Vortrag – Kommentar – Diskussion, Juli 2002

Die Figurengruppe Fritz Cremers in der Gedenkstätte Buchenwald im Spannungsfeld zwischen staatlicher Erinnerungspolitik und künstlerischem Geltungsanspruch.

Vortrag – Kommentar – Diskussion, 10. Juli 2002.

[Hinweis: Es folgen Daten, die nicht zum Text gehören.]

PR #1500, opened 2023-07-05
[core] add file-format-per-level for paimon

zhangjun0x01:
### Purpose

Linked issue:  https://github.com/apache/incubator-paimon/issues/1474

### Tests

org.apache.paimon.flink.CatalogTableITCase#testFileFormatPerLevel


paimon-core/src/main/java/org/apache/paimon/io/KeyValueFileWriterFactory.java
```diff
@@ -90,11 +97,21 @@ public DataFilePathFactory pathFactory() {
...
+        updateFormatByLevel(level);
         return new RollingFileWriter<>(
                 () -> createDataFileWriter(pathFactory.newPath(), level, getCompression(level)),
                 suggestedFileSize);
     }
 
+    private void updateFormatByLevel(int level) {
+        String fileFormat = levelFormats.get(level);
+        if (null != fileFormat) {
+            pathFactory.setFormatIdentifier(fileFormat);
```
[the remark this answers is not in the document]
zhangjun0x01: I udpate it by construct a new `DataFilePathFactory`

paimon-core/src/main/java/org/apache/paimon/io/KeyValueFileWriterFactory.java
```diff
@@ -90,11 +97,21 @@ public DataFilePathFactory pathFactory() {
     }
 
     public RollingFileWriter<KeyValue, DataFileMeta> createRollingMergeTreeFileWriter(int level) {
+        updateFormatByLevel(level);
         return new RollingFileWriter<>(
                 () -> createDataFileWriter(pathFactory.newPath(), level, getCompression(level)),
                 suggestedFileSize);
     }
 
+    private void updateFormatByLevel(int level) {
```
JingsongLi, line 106: This style is not good because it dynamically decontaminates class member variables, which can lead to all sorts of problems.

In general, we recommend a functional style, which means that class members should ideally be immutable, with at most some cache stuff.

zhangjun0x01: I updated it.

JingsongLi (commented):
I understand that there is still some work needed here to make the code clearer, such as putting format related things into one class in write and introducing a LazyMap class to avoid creating all the structures.

zhangjun0x01:
> 

ok，I will deal it later

JingsongLi:
I added a commit [ef1af77](https://github.com/apache/incubator-paimon/pull/1500/commits/ef1af775db342df2d3376da55ec35af05e2f941e) to improve code structure

JingsongLi (approved):
+1

zhangjun0x01:
> I added a commit [ef1af77](https://github.com/apache/incubator-paimon/pull/1500/commits/ef1af775db342df2d3376da55ec35af05e2f941e) to improve code structure

thank you very much .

Mit der Eröffnung der “Nationalen Mahn- und Gedenkstätte Buchenwald” 1958 schuf sich die DDR einen Erinnerungsort, der in seiner Konzeption den Umgang des östlichen Teils Deutschlands mit seiner Geschichte entscheidend prägte. Ein langes Ringen mit unterschiedlichen Vorstellungen und Entwürfen ging dem Ereignis voraus. Dabei wurde nicht zuletzt deutlich, daß das hier gefundene Konzept der Erinnerungsarbeit weit mehr war als die Vergangenheitsbewältigung der Jahre des Nationalsozialismus.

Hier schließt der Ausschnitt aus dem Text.